The results of the accuracy test shown in Table 2 that the average percentage recovery of carvedilol content and relative impurities ranged from 99.92 % to 100.38 % at three concentration levels with RSD of 0.86 %-1.69 %, which suggest that the method obtained a high accuracy.
The data obtained from LOD and LOQ experiments showed that the method was highly sensitive and suitable for the simultaneous determination of carvedilol and its impurities (Table 2). The LOD and LOQ of impurities A, B, C, D and E were in the range of 0.015-0.083 μg/ml and 0.05-0.25 μg/ ml, respectively. The precision and accuracy at the LOQ level of impurities were in the range of 2.43 %-3.11 % and 99.61 %-100.66 %, respectively. These results indicated that the developed method was more sensitive than the previous study of Rao et al., in which the LOD and LOQ were greater than 1.41 and 4.27 μg/ml, respectively.
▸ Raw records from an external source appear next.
Issue #2960, opened 2018-10-23
[vNext] DragAndDropHandler moves with head


cre8ivepark:
**Describe the bug**
The object is moving with the head movement Not hand movement.
Symptom shows on both HoloLens & immersive headset.

**To Reproduce**
1. Create an object. 
2. Assign 'DragAndDropHandler.cs' script onto it.
3. Build & Deploy.
4. Grab with Airtap, hold and move. 

**Expected behavior**
The object should move with hand movement.

**Actual behavior**
The object does not move with hand movement.
The object is moving with HEAD(gaze cursor) movement.

**Unity Editor Version**
2018.1.9f1

**Mixed Reality Toolkit Release Version**
mrtk_development

cre8ivepark:
Found the symptom on immersive headset too. Objects move with headset movement.
Multiple objects are moving together instead of focused one. 'Focus Enabled' check box does not solve the issue.

StephenHodgson:
Likely this needs to be updated to utilize the gesture handler.

cre8ivepark:
@StephenHodgson In [DragAndDropHandler.cs](https://github.com/Microsoft/MixedRealityToolkit-Unity/blob/mrtk_development/Assets/MixedRealityToolkit-SDK/Features/Input/Handlers/DragAndDropHandler.cs) currently, currentPointer.**TryGetPointerPosition**(out inputPosition) in HoloLens gives us headset position, not the hand postion. 

FYI, in HTK, we were able to access hand position using **TryGetGripPosition**. What is the corresponding method for this? We have same issue on TwoHandManipulation script too.


```
                case InteractionSourceInfo.Hand:
                    currentInputSource.**TryGetGripPosition**(currentInputSourceId, out inputPosition);
                    break;
                case InteractionSourceInfo.Controller:
                    currentInputSource.TryGetPointerPosition(currentInputSourceId, out inputPosition);
                    break;
```

StephenHodgson:
Yes, it's because the script needs to be updated to use the gesture handler.

cre8ivepark:
@StephenHodgson With IMixedRealityGestureHandler, how can we get hand grab position?

cre8ivepark:
@StephenHodgson That would be really helpful for the HoloLens developers, understanding how to migrate to vNext! Thank you!

cre8ivepark:
[...]

PR #3294, opened 2018-12-20
Fix DragAndDropHandler to properly support hands over the gaze pointer

keveleigh:
Overview
---
The original issue with DragAndDropHandler was that the gaze pointer was sending its own input source across the Pointer events, instead of the input source that originally sent the event.

This updates the pointer event methods to allow for an input source that's different from the pointer's input source. This allows matching position events to pointer events, and vice versa.

This change also adds support for moving objects with the tip of a controller's pointer ray, instead of with the source's position. Over the gaze pointer, the position is used.

Changes
---
- Fixes: #2960

Blocked By
---
- [ ] #3301

### DIFF
--- a/Assets/MixedRealityToolkit-SDK/Features/Input/GazeProvider.cs
+++ b/Assets/MixedRealityToolkit-SDK/Features/Input/GazeProvider.cs
@@ -29,6 +29,10 @@ namespace Microsoft.MixedReality.Toolkit.SDK.Input
         private const float MovementThreshold = 0.01f;
 
         [SerializeField]
+        [Tooltip("If true, the gaze cursor will disappear when the pointer's focus is locked, to prevent the cursor from floating idly in the world.")]
+        private bool setCursorInvisibleWhenFocusLocked = true;
+
+        [SerializeField]
         [Tooltip("Maximum distance at which the gaze can hit a GameObject.")]
         private float maxGazeCollisionDistance = 10.0f;
 
@@ -296,6 +300,11 @@ namespace Microsoft.MixedReality.Toolkit.SDK.Input
             if (MixedRealityRaycaster.DebugEnabled && gazeTransform != null)
             {
                 Debug.DrawRay(GazeOrigin, (HitPosition - GazeOrigin), Color.white);
+            }
+
+            if (setCursorInvisibleWhenFocusLocked && GazePointer?.IsFocusLocked == GazeCursor?.IsVisible)
+            {
+                GazeCursor.SetVisibility(!GazePointer.IsFocusLocked);
             }
         }
 
--- a/Assets/MixedRealityToolkit-SDK/Features/Input/GazeProvider.cs
+++ b/Assets/MixedRealityToolkit-SDK/Features/Input/GazeProvider.cs
@@ -232,8 +232,8 @@ namespace Microsoft.MixedReality.Toolkit.SDK.Input
 
             public override bool TryGetPointerRotation(out Quaternion rotation)
             {
-                rotation = Quaternion.identity;
-                return false;
+                rotation = gazeTransform.rotation;
+                return true;
             }
 
             #endregion IMixedRealityPointer Implementation
--- a/Assets/MixedRealityToolkit-SDK/Features/Input/GazeProvider.cs
+++ b/Assets/MixedRealityToolkit-SDK/Features/Input/GazeProvider.cs
@@ -239,9 +239,9 @@ namespace Microsoft.MixedReality.Toolkit.SDK.Input
             /// </summary>
             /// <param name="mixedRealityInputAction">The input action that corresponds to the pressed button or axis.</param>
             /// <param name="handedness">Optional handedness of the source that pressed the pointer.</param>
-            public void RaisePointerDown(MixedRealityInputAction mixedRealityInputAction, Handedness handedness = Handedness.None)
+            public void RaisePointerDown(MixedRealityInputAction mixedRealityInputAction, Handedness handedness = Handedness.None, IMixedRealityInputSource inputSource = null)
             {
-                MixedRealityToolkit.InputSystem.RaisePointerDown(this, handedness, mixedRealityInputAction);
+                MixedRealityToolkit.InputSystem.RaisePointerDown(this, mixedRealityInputAction, handedness, inputSource);
             }
 
             /// <summary>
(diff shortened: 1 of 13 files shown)


Assets/MixedRealityToolkit-SDK/Features/Input/GazeProvider.cs
```diff
@@ -28,6 +28,10 @@ public class GazeProvider : InputSystemGlobalListener, IMixedRealityGazeProvider
 
         private const float MovementThreshold = 0.01f;
 
+        [SerializeField]
+        [Tooltip("If true, the gaze cursor will disappear when the pointer's focus is locked, to prevent the cursor from floating idly in the world.")]
+        private bool setCursorInvisibleWhenFocusLocked = true;
```
StephenHodgson: why not just update the cursor position to the "locked" object's position?

Assets/MixedRealityToolkit-SDK/Features/Input/MixedRealityInputManager.cs
```diff
@@ -783,19 +783,19 @@ public void RaiseFocusExit(IMixedRealityPointer pointer, GameObject unfocusedObj
             };
 
         /// <inheritdoc />
-        public void RaisePointerDown(IMixedRealityPointer pointer, MixedRealityInputAction inputAction)
+        public void RaisePointerDown(IMixedRealityPointer pointer, Handedness handedness, MixedRealityInputAction inputAction)
```
StephenHodgson: pointers likely shouldn't know about handedness, as they're not controllers, but objects controlled and driven by controllers.

Likely the InputDown/up should be used instead.

Assets/MixedRealityToolkit/_Core/Definitions/Physics/RayStep.cs
```diff
@@ -43,6 +47,11 @@ public void CopyRay(Ray ray, float rayLength)
             Terminus = Origin + (Direction * Length);
         }
 
+        public bool Contains(Vector3 point)
+        {
+            return Vector3.Distance(Origin, point) + Vector3.Distance(point, Terminus) - Length < epsilon;
```
StephenHodgson: pretty sure there's a built in value for this we can use instead?

Assets/MixedRealityToolkit/_Core/EventDatum/Input/MixedRealityPointerEventData.cs
```diff
@@ -31,10 +31,20 @@ public class MixedRealityPointerEventData : InputEventData
         /// </summary>
         /// <param name="pointer"></param>
         /// <param name="inputAction"></param>
+        /// <param name="handedness"></param>
+        /// <param name="inputSource"></param>
         /// <param name="count"></param>
-        public void Initialize(IMixedRealityPointer pointer, MixedRealityInputAction inputAction, int count = 0)
+        public void Initialize(IMixedRealityPointer pointer, MixedRealityInputAction inputAction, Handedness handedness = Handedness.None, IMixedRealityInputSource inputSource = null, int count = 0)
```
StephenHodgson: again pointers shouldn't know about handedness, although I do see the benefit of the input source reference.

Assets/MixedRealityToolkit-SDK/Features/Input/GazeProvider.cs
keveleigh: If this is set to false, that's what will happen. It looks a little strange, in my opinion, with the gaze cursor floating off and following the object, so I added the configuration to hide it if desired.

Assets/MixedRealityToolkit/_Core/Definitions/Physics/RayStep.cs
keveleigh: Yeah, I tried to use Unity's built in epsilon, but I was hitting slightly larger values than that supports.

Assets/MixedRealityToolkit-SDK/Features/Input/MixedRealityInputManager.cs
keveleigh: Pointer events [already know about handedness](https://github.com/Microsoft/MixedRealityToolkit-Unity/pull/3294/files/725d665e1f3a8440b737bea2ad77cf4b68b751f4#diff-83ff2790c22f67c0d7d4a7a413be9c29L795). This isn't anything new, but git is confusing the two lines. My link above links to this exact line already existing.

Assets/MixedRealityToolkit/_Core/EventDatum/Input/MixedRealityPointerEventData.cs
keveleigh: Pointers [already know about handedness](https://github.com/Microsoft/MixedRealityToolkit-Unity/blob/mrtk_development/Assets/MixedRealityToolkit/_Core/EventDatum/Input/MixedRealityPointerEventData.cs#L49).

Assets/MixedRealityToolkit-SDK/Features/Input/MixedRealityInputManager.cs
StephenHodgson: Maybe that's the problem. They shouldn't. The input source is what should know about handedness.

keveleigh: The problem with what?

StephenHodgson: The pointer doesn't have a handedness property. So the property shouldn't be passed through the event data.

The pointer should only have a reference to the input source, who's controller implementation has the handedness property.

Again. Pointers shouldn't know about handedness.

Assets/MixedRealityToolkit/_Core/EventDatum/Input/MixedRealityPointerEventData.cs
StephenHodgson: No. They don't have a property with handedness. Nor should they. Those kinds of properties only exist in the IMixedRealityController

Assets/MixedRealityToolkit-SDK/Features/Input/MixedRealityInputManager.cs
keveleigh: I'm not adding anything new here. The existing methods and events all have handedness information. If you'd like to propose removing them, please file a proposal for discussion. This PR has nothing to do with handedness.

StephenHodgson: Well then let's come back to this PR once that change is in.

Give me 10 min.

keveleigh: This PR doesn't depend on a change to handedness. That proposal can be addressed following this one.

StephenHodgson: Yes it does, because I don't want to make a change to the IMixedRealityInputSystem contract more than once.

StephenHodgson:
Is there a reason why we merged a PR that had change requests?

StephenHodgson:
Since when did we merge pull requests that are blocked or have change requests?

This is absolutely unacceptable.

SimonDarksideJ:
I would have to agree, we cannot be in a position where changes proposed by the community are refused to be accepted until SM staff are finally happy, and then merge a change that the community has severe objections too.  This change introduces more risk as highlighted by @StephenHodgson above, these comments just seem to be ignored by consensus internally.

davidkline-ms:
This change solved a customer usability issue on HoloLens. We have heard feedback from our partners that previous behavior was confusing and unintuitive.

The robustness of the method after applying deliberate changes in wavelength, column temperature and pH of mobile phase were reported in Table 2. The results indicated that these changes did not affect the precision of the method with an RSD value not exceeding 2.35 %. Therefore, the method was found to be robust to the variability of application conditions.
The experimental data of solution stability showed that there was no additional peak in the chromatogram and no significant change was observed in the content of carvedilol and its impurities through 48 h at room temperature. Hence, the solution was stable for at least 48 h at room temperature and suitable for the analysis.
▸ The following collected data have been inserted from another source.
Issue #3299, opened 2018-12-21
Proposal: Add a convenience method for easier access to detected controllers


StephenHodgson:
## Overview
I'd like to add a convenience method to the input system interface contract to make it easier to get a reference to a detected controller using the input source.

This will make getting controller properties easier.

```
void IMixedRealityPointerHandler.OnPointerUp(MixedRealityPointerEventData eventData)
{
    var controller = MixedRealityToolkit.InputSystem.TryGetController(eventData.InputSource);
    Debug.Assert(controller != null);
    Handedness handedness = controller.ControllerHandedness;
}
```

Yoyozilla:
seems useful, not adoption blocking. will discuss on teams and slack and close before 1/16

Yoyozilla:
Agreed this is good to have, but not critical for 2018 release. We will opportunistically pull this into 2018.

PR #3300, opened 2018-12-21
added TryGetController method

StephenHodgson:
Overview
---
Added `TryGetController` utility method to Input System

Changes
---
- Fixes: #3299

### DIFF
--- a/Assets/MixedRealityToolkit-SDK/Features/Input/MixedRealityInputManager.cs
+++ b/Assets/MixedRealityToolkit-SDK/Features/Input/MixedRealityInputManager.cs
@@ -473,17 +473,19 @@ namespace Microsoft.MixedReality.Toolkit.SDK.Input
         #region IMixedRealityController Utilities
 
         /// <inheritdoc />
-        public IMixedRealityController TryGetController(IMixedRealityInputSource inputSource)
+        public bool TryGetController(IMixedRealityInputSource inputSource, out IMixedRealityController controller)
         {
             foreach (IMixedRealityController mixedRealityController in DetectedControllers)
             {
                 if (inputSource.SourceId == mixedRealityController.InputSource.SourceId)
                 {
-                    return mixedRealityController;
+                    controller = mixedRealityController;
+                    return true;
                 }
             }
 
-            return null;
+            controller = null;
+            return false;
         }
 
         #endregion IMixedRealityController Utilities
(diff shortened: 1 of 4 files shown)


Assets/MixedRealityToolkit-SDK/Features/Input/MixedRealityInputManager.cs
```diff
@@ -470,6 +470,24 @@ public void ClearFallbackInputStack()
 
         #endregion Fallback Input Handler Options
 
+        #region IMixedRealityController Utilities
+
+        /// <inheritdoc />
+        public IMixedRealityController TryGetController(IMixedRealityInputSource inputSource)
```
keveleigh: Should this be `public bool TryGetController(IMixedRealityInputSource inputSource, out IMixedRealityController controller)` to match some of our other `TryGet` methods? I'm not sure if we've been consistent with the naming/behavior everywhere, but all the ones I just found on my search behave this way.

StephenHodgson: Sure I can update it to be that instead :)

Assets/MixedRealityToolkit/_Core/EventDatum/Input/InputEventData.cs
```diff
@@ -16,7 +17,14 @@ public class InputEventData : BaseInputEventData
         /// <summary>
         /// Handedness of the <see cref="IMixedRealityInputSource"/>.
         /// </summary>
-        public Handedness Handedness { get; private set; } = Handedness.None;
+        public Handedness Handedness
+        {
+            get
+            {
+                var controller = MixedRealityToolkit.InputSystem.TryGetController(InputSource);
```
StephenHodgson: I suppose with this change we should also remove the handedness property in `Initialize`

StephenHodgson: Or we can remove `eventData.Handedness` all together

keveleigh: Strongly against removing `eventData.Handedness`. It provides easy, discoverable access to data that is valuable when performing handed interactions.

StephenHodgson: Pointers shouldn't know about hands so it wouldn't matter.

The validated method was applied to determine six commercial tablets containing 6.25 or 12.5 mg carvedilol. The result showed that impurity A was detected in five samples and its concentration was in the range of LOD to 0.187 %, while the contents of impurities B, C, D and E were all less than LOD (Table 3). According to USP 41 standard, all six preparations meet the allowable limit requirements for carvedilol related compounds.
|Carvedilol||Imp. A||Imp. B||Imp. C||Imp. D||Imp. E|
Note: (-) Less than LOD and (+) Less than LOQ
Table 3: Composition of Commercial Tablets of Carvedilol
Conflict of interests:
The authors declared no conflict of interests.